## What needs to be done
When you have read the listing, copy all of it without any change.

## Material to process
PR #298, opened 2019-11-15
Add preprod to circleci pipeline

spikeheap:
This PR adds preprod to the CircleCI pipeline. It doesn't depend on staging, and doesn't become a dependency on production.

We may want to revisit the workflow later on (e.g. to promote builds), this PR just adds the environment following the current approach.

## Expected output
PR #298, opened 2019-11-15
Add preprod to circleci pipeline

spikeheap:
This PR adds preprod to the CircleCI pipeline. It doesn't depend on staging, and doesn't become a dependency on production.

We may want to revisit the workflow later on (e.g. to promote builds), this PR just adds the environment following the current approach.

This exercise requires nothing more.